2. Relevant equations

[tex]\cot2\theta=\frac{A-C}{B}[/tex]

[tex]x=x'\cos\theta-y'\sin\theta[/tex]

[tex]y=x'\sin\theta+y'\cos\theta[/tex]

3. The attempt at a solution

xy-2y-4x=0

First I find the angle of the x' y' axis.

using

[tex]\cot2\theta=\frac{A-C}{B}[/tex]

I find it to be[tex]\theta=\frac{\pi}{4}[/tex]

Then find the x' and y' components

by using the second 2 equations I listed I come out with.

[tex]x=\frac{x'-y'}{\sqrt{2}}[/tex]

[tex]y=\frac{x'+y'}{\sqrt{2}}[/tex]

Then comes the substitutions and simplifying.

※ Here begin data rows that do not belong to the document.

Issue #50, opened 2023-09-06
pathogen-repo-build: Display AWS Batch summary even when job was attached


joverlee521:
### Context
When running a build via the AWS Batch runtime as `--detached`, the nextstrain CLI outputs the command for reattaching to the build:

```
Detaching from job, as requested

Run the following command to re-attach to this job later to see output
and download results:

nextstrain build --aws-batch --attach dd3027c9-6094-4a60-ae57-8808ef6e7d34 /home/runner/work/seasonal-flu/seasonal-flu
```

The current step in the pathogen-repo-build workflow to check for the AWS Batch job id matches for this pattern since I was expecting AWS Batch jobs to always run detached. 

https://github.com/nextstrain/.github/blob/b59b79afffe3d15b8d49a106c6bc0de8ecd98d2c/.github/workflows/pathogen-repo-build.yaml#L215

However, we are moving towards [staying attached to AWS Batch builds](https://github.com/nextstrain/.github/pull/44#discussion_r1214646489). There's no similar message for when the job is run attached to AWS Batch, so we don't get the nice AWS Batch summary (e.g. [sequence counts workflow in forecasts-ncov](https://github.com/nextstrain/forecasts-ncov/actions/runs/6092447027)). If a user wants to attach to the same job locally, they would have to go digging in the GitHub Action logs again.

### Possible solution

Regardless of attachment status, the [nextstrain CLI always prints out the AWS Batch job id](https://github.com/nextstrain/cli/blob/3c93e87c2ac6bdd1b6a913070f709067b29a6cc1/nextstrain/cli/runner/aws_batch/__init__.py#L258) after the job is submitted.

joverlee521:
Could not figure out why `sed -nE 's/AWS Batch Job ID\: ([-a-f0-9]+)/\1/p'` wasn't working...then finally realized the text included [ANSI escape codes for formatting the text](https://github.com/nextstrain/cli/blob/3c93e87c2ac6bdd1b6a913070f709067b29a6cc1/nextstrain/cli/util.py#L45) 🤦‍♀️ 

`cat build.log | sed -nE 's/.+AWS Batch Job ID\:.+ ([-a-f0-9]+)/\1/p'` works as expected for me.

PR #51, opened 2023-09-06
pathogen-repo-build: update AWS Batch job id matching

joverlee521:

Previous pattern expected the AWS Batch job id to be in the example re-attaching command that is only output by the Nextstrain CLI when running the job with the `--detach` flag.

This checks for the AWS Batch job id in the stage output from the CLI immediately after the job was successfully submitted to AWS Batch.¹ This output exists regardless of the detachment status.

¹ https://github.com/nextstrain/cli/blob/3c93e87c2ac6bdd1b6a913070f709067b29a6cc1/nextstrain/cli/runner/aws_batch/__init__.py#L258

## Related issue(s)

Resolves https://github.com/nextstrain/.github/issues/50

## Checklist

- [x] Checks pass

### DIFF
--- a/.github/workflows/pathogen-repo-build.yaml
+++ b/.github/workflows/pathogen-repo-build.yaml
@@ -212,7 +212,7 @@ jobs:
         name: Get AWS Batch job id
         id: aws-batch
         run: |
-          echo "AWS_BATCH_JOB_ID=$(tail -n1 build.log | sed -nE 's/.+attach ([-a-f0-9]+).+/\1/p')" >> "$GITHUB_ENV"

[tex](\frac{x'-y'}{\sqrt{2}})(\frac{x'+y'}{\sqrt{2}})-2(\frac{x'+y'}{\sqrt{2}})-4(\frac{x'-y'}{\sqrt{2}})=0[/tex]

[tex]\frac{x'^2+y'^2}{2}+\frac{-6x'+2y'}{\sqrt{2}}=0[/tex]

[tex]\sqrt{2}(x')^2+\sqrt{2}(y')^2-12x'+4y'=0[/tex]

I complete the square and end up with

[tex](x'-\frac{12}{\sqrt{2}})^2+(y'+\frac{2}{\sqrt{2}})^2=20\sqrt{2}[/tex]

then I would divide though to get a 1 on the RHS but this is wrong.

The answer should be.

[tex] \frac{(x'-3\sqrt{2})^2}{16}-\frac{(y'-\sqrt{2})^2}{16}=1[/tex]

where did I go wrong?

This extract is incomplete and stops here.